Now that we can take season eleven of Doctor Who as a full piece it strikes me that I’ve been watching this season with the wrong set of expectations. Even with the show’s ability to reinvent itself with new writers and actors every few years I still viewed this season as both Jodie Whittaker and Chris Chibnall’s debuts (along with the rest of Team Tardis), as well as the eleventh season of a show. Not many shows get so many seasons, especially in the UK where some of the best shows only stick around for two. It’s a little different across the pond, after all, nearly every crime procedural in America gets at least nine, but the only show that still retains a semblance of its original quality after so long is It’s Always Sunny in Philadelphia. The new version of Doctor Who has been going for 13 years, so it’s not out of the realm of possibility for the show to be running out of steam after so long. The exact opposite has happened, and Chibnall and his crew have swerved away from this problem with one simple thing: they have treated season eleven as if it’s the first season of the show.
I know what you’re probably thinking: “big deal Kev, Steven Moffat and Matt Smith pulled the same trick in season five”, but that’s not exactly true. While Smith and Moffat where indeed the new boys, Moffat couldn’t help himself, being the insane plotter that he is, by introducing River Song during Russell T Davis and David Tennant’s final proper season. Within Moffat’s run on the show there was always some kind of connective tissue as each Doctor would inherit a companion or vice versa. With season eleven the slate was wiped clean, and Chris Chibnall has put his own creative stamp on the show and changed my own expectations of what Doctor Who can be.
Case in point, like many Doctor Who fans I’ve been guilty of a spot of theorizing about the identity of The Timeless Child. One of this season’s overarching themes is that of parenthood and loss, Ryan and Graham have been at the heart of this as their slightly antagonistic relationship has become warm and loving through the combination of grief over their mutual loss of Grace and the heroes that they have become through travelling with the Doctor. The Timeless Child has been described as abandoned, perhaps by the Doctor herself in a previous life, but the season finale didn’t deal with this at all. Instead, it was a slightly more standalone adventure apart from the return of the Stenza assassin, Tim Shaw (calling him by his nickname is both funnier and easy to spell).
When Doctor Who returned to British television in 2005, Russell T Davis cited Buffy the Vampire Slayer, a show that pioneered a more serialized approach to genre TV with season-long arcs that featured a central Big Bad and combined it with monster of the week episodes. Steven Moffat continued this formula for twelve seasons so this is what we have come to expect from Doctor Who. The Battle of Ranskoor Av Kolos marks a new chapter in the show for many reasons, some bad, but most of them good.
Chris Chibnall has treated this season as a debut season, and those tend to have lots of standalone episodes, with the finale being more about character arcs than plot.
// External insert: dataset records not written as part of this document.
PR #2282, opened 2019-11-07
fix: addons "update config" is upgrade-only

jackfrancis:
**Reason for Change**:

We are unnecessarily re-configuring the api model addons spec on both scale _and_ upgrade operations. We should only be doing this for upgrade operations, as scale operations do not affect the master vms, and thus do not change the control plane implementation.

**Issue Fixed**:

**Requirements**:

- [ ] includes documentation
- [ ] adds unit tests

**Notes**:

### DIFF
--- a/pkg/api/defaults.go
+++ b/pkg/api/defaults.go
@@ -377,7 +377,7 @@ func (cs *ContainerService) setOrchestratorDefaults(isUpgrade, isScale bool) {
 		}
 
 		// First, Configure addons
-		cs.setAddonsConfig(isUpdate)
+		cs.setAddonsConfig(isUpgrade)
 		// Defaults enforcement flows below inherit from addons configuration,
 		// so it's critical to enforce default addons configuration first
 
--- a/pkg/api/addons.go
+++ b/pkg/api/addons.go
@@ -13,7 +13,7 @@ import (
 	"github.com/Azure/go-autorest/autorest/to"
 )
 
-func (cs *ContainerService) setAddonsConfig(isUpdate bool) {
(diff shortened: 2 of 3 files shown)


pkg/api/defaults.go
```diff
@@ -377,7 +377,7 @@ func (cs *ContainerService) setOrchestratorDefaults(isUpgrade, isScale bool) {
 		}
 
 		// First, Configure addons
-		cs.setAddonsConfig(isUpdate)
+		cs.setAddonsConfig(isUpgrade)
```
CecileRobertMichon: was this maybe done to ensure back compat?

jackfrancis: Passing in upgrade context is indeed to ensure back-compat, and to signal forward-compat transformations. The thing is: back-compat requirements are not a factor for scale operations w/ addons spec configs, because scale is node-only, and addons configurations are control plane-only. See L93 above which sets the `isUpdate` var based on this evaluation:

`isUpdate := isUpgrade || isScale`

The Battle of Ranskoor Av Kolos does just that, and though it does feel a little lightweight, it’s still a fun episode. Sure, it doesn’t have the level of grandeur of past finales but it is refreshing to watch a season of Doctor Who that has tried new things, whether it’s visiting periods of history that are more controversial, ending an episode about grief and pocket dimensions with the Doctor talking to a frog, or the fact that this season has been free of the overused classic monsters. Apart from the Silence, this is the first finale in years that isn’t centered around legacy villains like the Daleks, the Cybermen, The Great Intelligence, or The Master and/or Missy.
What this episode shares with past finales is the confirmation of just how powerful and brilliant this new Doctor is. Like David Tennant in Army of Ghosts, or Matt Smith in The Big Bang, Jodie Whittaker stakes her claim as the Doctor by consolidating everything that has made her performance so compelling during these ten episodes. While the plot of this finale doesn’t quite match her individual qualities, her command of the character elevates this episode from good to great. The same goes for Bradley Walsh as Graham, who has been the unexpected heart of the show and his confrontation with Tim Shaw was a beautifully realized bit of heroism with an assist from Ryan.
Season eleven has been an overall success in my humble opinion. The truth is, apart from the last episode that I loved, Steven Moffat’s last season as showrunner of Doctor Who was the worst I’ve seen despite the best efforts of Peter Capaldi and Pearl Mackie. It was clear that the show needed a reinvention, and while I was a big supporter of the next Doctor being a woman, I never thought they could get someone of Jodie Whittaker’s talent. The mark of a great Doctor is the skill to make bad episodes watchable and great episodes sing. She has more than proved that she is up to the task.
8/10 – A solid finale that paid off emotionally even if it didn’t have the scale that we are used to. I’m a fan of this creative direction, but I would like to see more serialized stories with Team Tardis in the future. They’ve been introduced, now lets see how they do with the Doctor’s biggest foes.